Does anyone know when the next barneys event and Space NK event are? Should be coming up!


----------



## hippychick11

Barney's beauty event will be around March 14.


----------



## Watsonalley

Thanks to share informative post.


----------



## Pandoravuitton

Whatgreatskin.com

25% off Dermalogica code 25


----------



## BagBeast

www.glossmoderne.com


friends and family now thru March 4


Code: FF15


----------



## gottaluvmybags

Shu Uemura has a free 3 piece set with $50 purchase


----------



## gottaluvmybags

Also found some great deals on Glambot, 30% off first purchase And they listed lots of Chanel, YSL and some Tom Ford items.  Use this link for $5 off your order

https://www.glambot.com/?refcode=o8o


----------



## Alice1979

Philosophy 9 hour flash sale 40% off site wide, use code surprise40, valid today 10am to 7pm EST

http://view.email.philosophy.com/?j...:mm:mo:eam:multi:mcl:marflash&link=mirrorPage


----------



## Damier Dme

Hi, ladies!! I'm a Sephora VIB. I missed the November 20% off and was wondering if you can tell me if they'll have another before next November. I've been searching the Sephora threads but there haven't been any posts since last year. TIA!!


----------



## jamlovesc

Damier Dme said:


> Hi, ladies!! I'm a Sephora VIB. I missed the November 20% off and was wondering if you can tell me if they'll have another before next November. I've been searching the Sephora threads but there haven't been any posts since last year. TIA!!

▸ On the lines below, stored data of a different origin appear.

PR #321, opened 2024-10-30
Unify output tensor allocation across all callers and devices

NicolasHug:
This PR unifies the output tensor frame allocation within a single util: `allocateEmptyHWCTensorForStream`.

All high-level decoding entry-points are now responsible for allocating that output tensor.

All lower-level decoding entry-points now accept **and expect** this pre-allocated tensor to be passed. These low-level entry-points **do not** allocate anything that gets returned.

TODO, as a follow-up: try to fold the `preAllocatedOutputTensor` parameter within the `rawOutput` struct.


src/torchcodec/decoders/_core/VideoDecoder.cpp
```diff
@@ -187,18 +187,34 @@ VideoDecoder::VideoStreamDecoderOptions::VideoStreamDecoderOptions(
...
-    : frames(torch::empty(
-          {numFrames,
-           options.height.value_or(*metadata.height),
-           options.width.value_or(*metadata.width),
-           3},
-          at::TensorOptions(options.device).dtype(torch::kUInt8))),
-      ptsSeconds(torch::empty({numFrames}, {torch::kFloat64})),
-      durationSeconds(torch::empty({numFrames}, {torch::kFloat64})) {}
+torch::Tensor VideoDecoder::allocateEmptyHWCTensorForStream(
+    int streamIndex,
```
NicolasHug, line 191: Please double check this:

To allocate a tensor, we need its height and width. To get those, we need a streamIndex[1]. To get the streamIndex, we need either:
- it to be passed as a parameter
- for the "NoDemux" functions, we need at least a `RawOutput`.


[1] well, not strictly true, there are some cases where it's not needed, but the whole point of this PR is to unify that logic.

src/torchcodec/decoders/_core/VideoDecoder.cpp
```diff
@@ -187,18 +187,34 @@ VideoDecoder::VideoStreamDecoderOptions::VideoStreamDecoderOptions(
...
+                           .layout(torch::kStrided)
+                           .device(options.device.type());
+  if (numFrames.has_value()) {
+    return torch::empty({numFrames.value(), height, width, 3}, tensorOptions);
+  } else {
+    return torch::empty({height, width, 3}, tensorOptions);
+  }
+}
+
+VideoDecoder::BatchDecodedOutput VideoDecoder::allocateBatchDecodedOutput(
```
NicolasHug, line 209: The previous `BatchDecodedOutput` constructor wasn't a member of `VideoDecoder`, and so I got compilation errors because we're calling `allocateEmptyHWCTensorForStream` which itself is a member method (because it accesses attributes blahblahblah).

So I had to make the "constructor" a member itself.

src/torchcodec/decoders/_core/VideoDecoder.cpp
ahmadsharif1: In the most generic case this isn't true because a single stream can have frames with different heights and widths:

https://github.com/pytorch/torchcodec/issues/312

But ignoring that fact, to get the frame dimensions before decoding you do need the stream_index

src/torchcodec/decoders/_core/VideoDecoder.cpp
ahmadsharif1: I understand that but by making it a member we are letting it access a lot more information than it strictly needs. It only needs height and width, and not all the other stuff in VideoDecoder. What's worse is it can accidentally change the state of the VideoDecoder because it's not `const`

I think it may be better to pass in the height and width after looking it up in the caller.

src/torchcodec/decoders/_core/VideoDecoder.cpp
```diff
@@ -971,8 +962,11 @@ VideoDecoder::DecodedOutput VideoDecoder::getFramePlayedAtTimestampNoDemux(
         return seconds >= frameStartTime && seconds < frameEndTime;
       });
   // Convert the frame to tensor.
-  auto output = convertAVFrameToDecodedOutput(rawOutput);
-  output.frame = MaybePermuteHWC2CHW(output.streamIndex, output.frame);
+  auto streamIndex = rawOutput.streamIndex;
+  auto preAllocatedOutputTensor = allocateEmptyHWCTensorForStream(streamIndex);
```
ahmadsharif1, line 966: In the light of this: https://github.com/pytorch/torchcodec/issues/312, it would be more correct to use rawOutput.frame's dimensions, and not the stream's dimensions

src/torchcodec/decoders/_core/VideoDecoder.cpp
```diff
@@ -1267,13 +1263,17 @@ VideoDecoder::RawDecodedOutput VideoDecoder::getNextRawDecodedOutputNoDemux() {
 }
 
 VideoDecoder::DecodedOutput VideoDecoder::getNextFrameNoDemux() {
-  auto output = getNextFrameOutputNoDemuxInternal();
-  output.frame = MaybePermuteHWC2CHW(output.streamIndex, output.frame);
+  auto rawOutput = getNextRawDecodedOutputNoDemux();
+  auto streamIndex = rawOutput.streamIndex;
+  auto preAllocatedOutputTensor = allocateEmptyHWCTensorForStream(streamIndex);
```
ahmadsharif1, line 1268: Ditto

ahmadsharif1 (commented):
https://github.com/pytorch/torchcodec/issues/312 is closely related to this PR, hence I am bringing it up. You can probably address that next.

For this PR, for non-batch functions we should allocate the tensor using the frame's own width and height. That way users can get all the frames in a video whose stream has varying dimensions by calling non-batch functions.

For batch functions we can use streamIndex and if the user wants to get frames that are of different sizes, we can either return an error (for now) or resize them later.

src/torchcodec/decoders/_core/VideoDecoder.cpp
scotts: A general principle I like to apply is that classes should know how to create correct objects, and ideally, constructed objects should be valid. That means classes should have constructors, and the construtor is responsible for making the object valid. So I think we should keep the `BatchDecodedOutput` explicit constructor. If `VideoDecoder` then needs to construct `BatchDecodedOutput` objects using some of its own internal state, then `VideoDecoder` should figure out what's relevant to `BatchDecodedOutput` and pass it in.

We may need a `VideoDecoder::allocatedBatchDecodedOutput()` method, but if we do, it should call `BatchDecodedOutput`'s explicit constructor. What this could potentially look like:
```
VideoDecoder::BatchDecodedOutput::BatchDecodedOutput(
  int64_t numFrames,
  torch::Tensor frames)
  : frames(frames),
  ptsSeconds(torch::empty({numFrames}, {torch::kFloat64})),
  durationSeconds(torch::empty({numFrames}, {torch::kFloat64})) {}

VideoDecoder::BatchDecodedOutput VideoDecoder::allocateBatchDecodedOutput(
  int streamIndex,
  int64_t numFrames) {
  return BatchDecodedOutput(
    numFrames,
    allocateEmptyHWCTensorForStream(streamIndex, numFrames)
  );
}
```
We can take advantage of tensors have reasonable move-like semantics.

NicolasHug:
I've discussed this PR with both of you @ahmadsharif1 @scotts and the conclusion is that bubbling-up the tensor allocation might not be the best move at this time, because it would change the source of where we retrieve height and width from.

I'll follow-up soon with some alternative improvements.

Hi! Yes, I think they have. Every april Sephora celebrates chic week and offers 15% off. I'


----------



## WhitleyGilbert

15% off cosmetics plus free shipping and handling at Belk with code 56053936  
Ends tonight.


----------



## WhitleyGilbert

10% off all Cosmetics at Lord & Taylor with code "Friends" until 6/2


----------



## BagBeast

There will be a price increase on all Tom ford fragrance July 1. As if $215 per bottle wasn't enough. Get yours at the current price while you can!


----------



## uhpharm01

BagBeast said:


> There will be a price increase on all Tom ford fragrance July 1. As if $215 per bottle wasn't enough. Get yours at the current price while you can!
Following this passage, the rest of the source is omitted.